Further studies on the potentiometric salicylate response of polymeric membranes doped with tin(IV)-tetraphenylporphyrins

Abstract

The chemistry leading to the selective potentiometric response toward salicylate of polymer membranes doped with 5,10,15,20-tetraphenyl(porphyrinato)tin(IV) dichloride (Sn(TPP)Cl2) is examined via 119Sn NMR, 3H2O uptake, spectrophotometric, and solution conductometric techniques. The response properties of ion-selective electrodes prepared with such membranes suggest a complex mechanism of anion binding within the membrane phase. In the pure organic phase, spectroscopic data indicate that salicylate binds directly to one or both axial coordination sites of Sn(IV), displacing the initial chloride ligands. In the presence of water, however, both chloride and salicylate are displaced by water molecules, resulting in a dipositively charged metalloporphyrincation.

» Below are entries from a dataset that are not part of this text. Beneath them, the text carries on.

PR #2045, opened 2026-08-28
[v3]fix(builder): preserve non-regular hardlinks across layer merge

bergwolf:
Loading a layer for merge only assigned a hardlink-group key to regular files, so hardlinked fifos, sockets, device nodes and symlinks were split into separate inodes in the merged image while the single-layer build path (FsTreeNode) correctly deduplicates every non-directory by (dev, ino). Key merge nodes on (layer, nid) for all non-directories.

Extend the build/merge equivalence test with hardlinks to a fifo and to a symlink; it fails without this fix.


jiangliu (approved):

gaius-qi (approved):
LGTM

Furthermore, conductance measurements point to the formation of salicylate--porphyrin complexes with greater than 2:1 stoichiometry. The results of these studies are discussed in conjunction with the anomalous cationic emf response of Sn(TPP)Cl2-based membranes at high concentrations of salicylate. A response mechanism is proposed which involves outer-sphere coordination of salicylate to a diaquo ligated metalloporphyrin as a key step in the observed anion extraction/equilibrium with the membrane phase.